True, I suppose they will, but I looked into it and apperantly no one has any idea of how to do it at any other forums. So why are hundreds of people stealing a piece of software they can't use??? That just dosen't make sense to me, not only are they commiting a crime but they are also getting NOTHING out of it. You might as well shoot your self in the foot, I mean. Bleh, anyone have an explanation to people doing stupid stuff? :4-dontkno


----------



## Volt-Schwibe (Jan 12, 2003)

Guns and Roses said:


> Some men, You just can't reach.....


that's my best answer for it.


----------



## JeremyC (Aug 16, 2004)

from my understanding people are just torrenting it to play single player mode.

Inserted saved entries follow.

PR #19433, opened 2025-12-05
[DO NOT MERGE - CI ONLY] Add temporary TRACE logging for org.jgroups to facilitate investigatation of WFLY-21236

rhusar:
Investigating https://issues.redhat.com/browse/WFLY-21236

### DIFF
--- a/testsuite/integration/clustering/clustering-ha-bootable-jar.cli
+++ b/testsuite/integration/clustering/clustering-ha-bootable-jar.cli
@@ -37,12 +37,6 @@ batch
 /subsystem=jgroups/stack=tcp-bridge/protocol=FRAG4:add
 run-batch
 
-# TODO Remove workaround - WFLY-21180 Failures in variants of *WebFailoverTestCase showing inconsistent topology
-/socket-binding-group=standard-sockets/socket-binding=jgroups-tcp-fd:add(interface=private,port=57600)
-/subsystem=jgroups/stack=tcp/protocol=FD_SOCK2:add(add-index=3,socket-binding=jgroups-tcp-fd)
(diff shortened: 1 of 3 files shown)


rhusar:
@pferraro FYI - for jgroups trace logs for this issue

rhusar:
@pferraro FYI rebased to pick up the JGroups 5.5 upgrade – I will be re-running until we hit the issue.

rhusar:
~~Reproduced here https://ci.wildfly.org/buildConfiguration/WF_PullRequest_LinuxJdk21/535821  (unfortunately its from the TLS adaptation of the test, which brings in additional context, but it appears to be the same cause)~~

This has expired since... pushed again to get some new runs and new reproductions. New runs:

https://ci.wildfly.org/buildConfiguration/WF_PullRequest_LinuxJdk21?branch=pull%2F19433&buildTypeTab=overview

rhusar:
> ~Reproduced here https://ci.wildfly.org/buildConfiguration/WF_PullRequest_LinuxJdk21/535821 (unfortunately its from the TLS adaptation of the test, which brings in additional context, but it appears to be the same cause)~
> 
> This has expired since... pushed again to get some new runs and new reproductions. New runs:
> 
> https://ci.wildfly.org/buildConfiguration/WF_PullRequest_LinuxJdk21?branch=pull%2F19433&buildTypeTab=overview

@pferraro FYI ^^^ There are 2 runs that probably reproduced the issue (and 2 additional ones but from TLS cases which bring in unnecessary complication). Unfortunately I can't open it atm since TC is not responding.

rhusar:
I have created a reproducer in upstream, so this should no longer be needed within WF

FYI https://github.com/belaban/JGroups/blob/master/tests/junit-functional/org/jgroups/tests/EnableSuspectEventsTest.java (just lower the timeout and increase interations to reproduce)

PR #19434, opened 2025-12-05
WFLY-21243 mod_cluster ssl-context and advertise-socket references allow expressions but they cannot since they are capability references + WFLY-21242 Update deprecated references for org.jboss.as.clustering.controller.CommonUnaryRequirement in mod_cluster subsystem

rhusar:
Resolves
https://issues.redhat.com/browse/WFLY-21243
https://issues.redhat.com/browse/WFLY-21242


rhusar:
@bstansberry If you have a minute, could you please check that this is the correct way to disallow expressions that were incorrectly enabled for capability references?

Moreover, I am trying to understand why doesn't `org.jboss.as.controller.AbstractAttributeDefinitionBuilder#setCapabilityReference(java.lang.String)` imply `org.jboss.as.controller.AbstractAttributeDefinitionBuilder#setAllowExpression(false)`? I am failing to see the case where this would be allowable.

darranl (commented):
Although expressions are not allowed could they have worked?

rhusar:
> Although expressions are not allowed could they have worked?

@darranl Well, that's nuanced. In standalone, the model is resolved before capability is referenced, so theoretically this "does work". This is problem for domain, because domain cannot resolve expressions and thus cannot validate the model. That's why we don't allow expressions for capability references.

darranl:
If " theoretically this "does work"" I think we need to consider how we handle server migration with @emmartins before we make a change like this.

pferraro:
@darranl We only support the migratation of valid legacy configuration. Rejecting invalid legacy configuration does not require, nor has it ever required, server migration rules.

darranl:
However to the user who's configuration is now broken, their perspective is that it was a valid configuration - it may have been working for them for a long time!

rhusar:
> However to the user who's configuration is now broken, their perspective is that it was a valid configuration - it may have been working for them for a long time!

@darranl False.

We have been actually warning our users that we will fix that for years now, specifically since 2017.

> 18:23:24,082 WARN  [org.jboss.as.controller.management-deprecated] (ServerService Thread Pool -- 33) WFLYCTL0447: Attribute 'advertise-socket' in the resource at address '/subsystem=modcluster/proxy=default' has been configured with an expression, but support for use of expressions in this attribute's value may be removed in a future version. This attribute configures whether a capability that can be required by other parts of the configuration is present or itself configures a requirement for a capability provided by another part of the configuration. Full support for this kind of configuration cannot be provided when an expression is used.

darranl:
That is great, thank you @rhusar

pferraro:
@darranl Invalid configuration that does not fail validation rules != valid configuration.

pferraro (approved):

darranl:
I think @rhusar has provided the context I was looking for, it sounds like we have been giving users an opportunituy to address this for quite a while now.

bstansberry (approved):
What a nice log WARN message. Buy whoever wrote that a beer!

I'd forgotten all about that.

bstansberry:
> @bstansberry If you have a minute, could you please check that this is the correct way to disallow expressions that were incorrectly enabled for capability references?
> 
> Moreover, I am trying to understand why doesn't `org.jboss.as.controller.AbstractAttributeDefinitionBuilder#setCapabilityReference(java.lang.String)` imply `org.jboss.as.controller.AbstractAttributeDefinitionBuilder#setAllowExpression(false)`? I am failing to see the case where this would be allowable.

It's allowable because of various legacy cases that still support it.

It can actually work if the expression is resolvable via system properties or env vars, which, TBH is what someone who might put an expression in one of these would probably use for resolution. But other mechanisms for resolution, including new stuff we might do some day, won't work. So it's not reliable. Galleon also can't deal with it.

Maybe we can get rid of the remaining ones that allow it. That log message I forgot about has been around for 8 years now!

Blindly changing the behavior of the builder isn't good though. We'd need to identify what attributes that would change so we could update the model versions.

rhusar:
> What a nice log WARN message. Buy whoever wrote that a beer!
> 
> I'd forgotten all about that.

More than happy to buy you a drink next time I see YOU. :-)

rhusar:
> > @bstansberry If you have a minute, could you please check that this is the correct way to disallow expressions that were incorrectly enabled for capability references?
> > Moreover, I am trying to understand why doesn't `org.jboss.as.controller.AbstractAttributeDefinitionBuilder#setCapabilityReference(java.lang.String)` imply `org.jboss.as.controller.AbstractAttributeDefinitionBuilder#setAllowExpression(false)`? I am failing to see the case where this would be allowable.
> 
> It's allowable because of various legacy cases that still support it.
> 
> It can actually work if the expression is resolvable via system properties or env vars, which, TBH is what someone who might put an expression in one of these would probably use for resolution. But other mechanisms for resolution, including new stuff we might do some day, won't work. So it's not reliable. Galleon also can't deal with it.
> 
> Maybe we can get rid of the remaining ones that allow it. That log message I forgot about has been around for 8 years now!
> 
> Blindly changing the behavior of the builder isn't good though. We'd need to identify what attributes that would change so we could update the model versions.

OK @bstansberry I am calling the shots then! Filed https://issues.redhat.com/browse/WFLY-21280 but no promises as to when I will prioritize this, so free for taking.

PR #19437, opened 2025-12-06
WFLY-16653 Fix race condition in SuspendBatchletTestCase: JobOperator…

rhusar:
….start() is asynchronous, so wait for the Batchlet to actually begin executing before suspending the server to avoid the race condition that caused "The job execution has no steps" failures

Included suggestions for future improvements of the test logic.

Resolves
https://issues.redhat.com/browse/WFLY-16653


bstansberry (approved):
@jamezp  This LGTM. See discussion starting at https://issues.redhat.com/browse/WFLY-16653?focusedId=27501876&page=com.atlassian.jira.plugin.system.issuetabpanels:comment-tabpanel#comment-27501876 why this is the change.

Thanks, @rhusar

jamezp (approved):
This looks reasonable to me.

PR #19441, opened 2025-12-08
[WFLY-21247] Don't import standard boms into preview boms; use common

bstansberry:
This requires some refactoring of how the testsuite controls which boms to use and how ts/int/basic declares some deps that vary between WFP and std WF

https://issues.redhat.com/browse/WFLY-21247

### DIFF
--- a/boms/preview-ee/pom.xml
+++ b/boms/preview-ee/pom.xml
@@ -76,11 +76,11 @@
         <dependencies>
 
             <!--
-                Re-expose the standard-ee deps.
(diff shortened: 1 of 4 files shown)


bstansberry:
#19442 tested this using the EE11 branch to get WFP coverage. I'll close that one as its purpose has been achieved.

jamezp (approved):

darranl (approved):
Adding an approval, the hierarchy of boms confused me so good to get this cleaned up.

PR #19444, opened 2025-12-08
[WFLY-21154] Default Hibernate ORM compatibility setting for UUID to char

scottmarlow:
https://issues.redhat.com/browse/WFLY-21154

Pass EE 11 Persistence tests:
- ee.jakarta.tck.persistence.core.types.field.ClientPmservletTest#testCreateUUIDType
- ee.jakarta.tck.persistence.core.types.field.ClientPuservletTest#testCreateUUIDType

I believe that we will soon pass the other Persistence tests mentioned in https://issues.redhat.com/browse/WFLY-21154 pending  TCK challenge https://github.com/jakartaee/platform-tck/issues/2593 (e.g. needs to be approved or rejected or questioned).

### DIFF
--- a/jpa/hibernate7/src/main/java/org/wildfly/persistence/jipijapa/hibernate7/HibernatePersistenceProviderAdaptor.java
+++ b/jpa/hibernate7/src/main/java/org/wildfly/persistence/jipijapa/hibernate7/HibernatePersistenceProviderAdaptor.java
@@ -12,6 +12,7 @@ import jakarta.enterprise.inject.spi.BeanManager;
 import jakarta.persistence.SharedCacheMode;
 import jakarta.persistence.spi.PersistenceUnitInfo;
 import org.hibernate.cfg.AvailableSettings;
+import org.hibernate.cfg.MappingSettings;
 import org.jipijapa.cache.spi.Classification;
 import org.jipijapa.event.impl.internal.Notification;
 import org.jipijapa.plugin.spi.EntityManagerFactoryBuilder;
@@ -80,6 +81,9 @@ public class HibernatePersistenceProviderAdaptor implements PersistenceProviderA
 
         // Enable JPA Compliance mode
         putPropertyIfAbsent(pu, properties, AvailableSettings.JPA_COMPLIANCE, true);
+        // Default to CHAR type for UUID column mapping.
+        // Applications can override by setting "hibernate.type.preferred_uuid_jdbc_type" to "uuid"
+        putPropertyIfAbsent(pu, properties, MappingSettings.PREFERRED_UUID_JDBC_TYPE, "CHAR");
     }
 
     private void failOnIncompatibleSetting(PersistenceUnitMetadata pu, Map properties) {


scottmarlow:
The `org.wildfly.test.integration.microprofile.jwt.propagation.JWTIdentityPropagationTestCase(standalone-enabled-expansion-test).testInvokeEJBWithinSingleDeploymentOutflowAnonymousConfigured` + `org.wildfly.test.integration.microprofile.jwt.propagation.JWTIdentityPropagationTestCase(standalone-enabled-expansion-test).testInvokeEJBWithinSingleDeploymentOutflowNotConfigured` test failures do not look related to this change.

rhusar:
> The `org.wildfly.test.integration.microprofile.jwt.propagation.JWTIdentityPropagationTestCase(standalone-enabled-expansion-test).testInvokeEJBWithinSingleDeploymentOutflowAnonymousConfigured` + `org.wildfly.test.integration.microprofile.jwt.propagation.JWTIdentityPropagationTestCase(standalone-enabled-expansion-test).testInvokeEJBWithinSingleDeploymentOutflowNotConfigured` test failures do not look related to this change.

Right, those are unrelated (I see you have rerun them anyway, all green)

jamezp:
@scottmarlow Should we be changing the default here? Will this match what we're doing for Jakarta EE 10 as well or will this change the default behavior?

rhusar:
> @scottmarlow Should we be changing the default here? Will this match what we're doing for Jakarta EE 10 as well or will this change the default behavior?

I am wondering the same thing, this appears to be a workaround for the TCK that uses a database that cannot use proper UUID but needs to revert to converting this to a string, but changes the whole default in WF? But I am no expert here.

scottmarlow:
> > @scottmarlow Should we be changing the default here? Will this match what we're doing for Jakarta EE 10 as well or will this change the default behavior?
> 
> I am wondering the same thing, this appears to be a workaround for the TCK that uses a database that cannot use proper UUID but needs to revert to converting this to a string, but changes the whole default in WF? But I am no expert here.

These are good questions.  I'm going to look a bit further into this.

jamezp:
We can make changes like this in a deployment descriptor if we need.

scottmarlow:
> We can make changes like this in a deployment descriptor if we need.

For this change I prefer to keep using the out of the box WildFly Preview default configuration.

jamezp:
> > We can make changes like this in a deployment descriptor if we need.
> 
> For this change I prefer to keep using the out of the box WildFly Preview default configuration.

I think we need to understand first if this would be considered backwards incompatible and decide if it's an okay breaking change or not.

scottmarlow:
> > > We can make changes like this in a deployment descriptor if we need.
> > 
> > 
> > For this change I prefer to keep using the out of the box WildFly Preview default configuration.
> 
> I think we need to understand first if this would be considered backwards incompatible and decide if it's an okay breaking change or not.

I have a better fix which is allowed by updating the database DDL script to use native UUID PostGresSQL support:
drop table IF EXISTS UUIDTYPE;
CREATE TABLE UUIDTYPE (ID UUID NOT NULL, NAME VARCHAR(255), PRIMARY KEY (ID));

Previously the ID column was `ID VARCHAR(96) NOT NULL` which Hibernate ORM also supports via the change made by this pull request.  Applications normally choose their preferred settings via hints they add in persistence.xml which override the WildFly default settings.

riht now i play World of warcraft.. its kinda fun but ive got no friends


----------



## Michelangelo (Apr 24, 2005)

I had a CD-crack I used once because I lost my D2 LOD disk. It only worked on single player but it was better than nothing. I found my disk now so I have been playing on B.net lately. (^_^)v

Now that I have two computers I only use the crack to transfer items on LAN games. But I would like to get a second copy of the game if I save up enough money. (it's $40 now)


----------



## norin (Dec 28, 2004)

Michelangelo, please do not discuss cracks or the like. we do not condone such happenings here at TSF.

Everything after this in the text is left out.